Beyond comparing the results of the studies presented and that of our sample, what remains as the main problem in the context of the targeted therapies is the proper selection of patients. It is crucial to identify patients who are truly going to benefit from adjuvant treatment and to achieve balance between clinical benefit and the avoidance of overtreatment and unnecessary adverse effects. This premise has led our center to a policy of action guided by a multidisciplinary team composed of urologists and medical oncologists (with joint consultation and their own agendas) and supported by the clinical trials unit. The strategy of our group, as recommended by the different clinical guidelines, is to prioritize the inclusion of patients in clinical trials and relegate the use of sunitinib to very high-risk patients (groups B and/or C of the UISS) with a comorbidity-favorable profile and in the absence of available trials. Two ongoing post-nephrectomy RCTs are evaluating the efficacy of adjuvant sorafenib therapy (SORCE study) and everolimus therapy (EVEREST). However, given the disappointing findings discussed above, positive results seem unlikely [22].

4. Conclusion

The management of RCCcc, especially in advanced stages, is a challenge because it represents a disease with a high risk of recurrence and mortality. To date, only the use of sunitinib as an adjuvant treatment has been approved by the FDA after the results of the S-TRAC study. In our study, only 27% of the selected patients based on the UISS model had tumor recurrences. Future studies should potentially focus on identifying patients at higher risk of relapse on the basis of clinicopathological and molecular biomarkers that improve classification accuracy of actual prognostic models. Taking into consideration the controversial results of clinical trials and the significant toxicity of VEGF TKIs, there is currently insufficient evidence for the use of VEGF TKIs in the adjuvant setting in patients with advanced RCC after nephrectomy.

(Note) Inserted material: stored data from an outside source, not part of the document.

PR #1017, opened 2015-09-23
Fixes to Metric Parsing in ClinSeq SummarizeBuilds

tmooney:
This is a follow-up to changes in #998 to update a few cases that aren't covered by unit tests but were caught by the `ClinSeq` model test.


susannasiebert:
+2

PR #1018, opened 2015-09-24
Remove more category names from keys.

tmooney:
Hot on the heels of #1017 here are more metric changes to benefit ClinSeq.


susannasiebert:
+2

PR #1022, opened 2015-09-28
Allow evaluation to be re-parsed

apregier:
If the evaluation has already been run and we just want to
get the stats, we don't need to re-run everything, which takes
a while.  Detect this situation if the compare.txt file exists with
size.
The disadvantage here is that if you actually do want to rerun (e.g.
something has changed), it may not do what you expect (it does print
a debug message that results are just being parsed).
Previously, it would crash when trying to create a symlink that
already existed.

### DIFF
--- a/lib/perl/Genome/Model/Tools/Vcf/EvaluateVcf.pm
+++ b/lib/perl/Genome/Model/Tools/Vcf/EvaluateVcf.pm
@@ -136,41 +136,45 @@ sub execute {
     my $fp_roi_file = $output_dir->file("fp_in_roi.vcf")->stringify;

Novel immune checkpoint inhibitors hold promise for the adjuvant therapy of RCC. However, improved patient selection and stratification, use of active, biology-driven treatments and improved management of therapy are required to prevent failure of these and other novel agents in the future. Finally, multidisciplinary management of all patients with RCC is mandatory.

Acknowledgements

The authors acknowledge the kidney, transplant and research section of our hospital for their help and support.

Conflict of Interests

There is no conflict of interest to declare.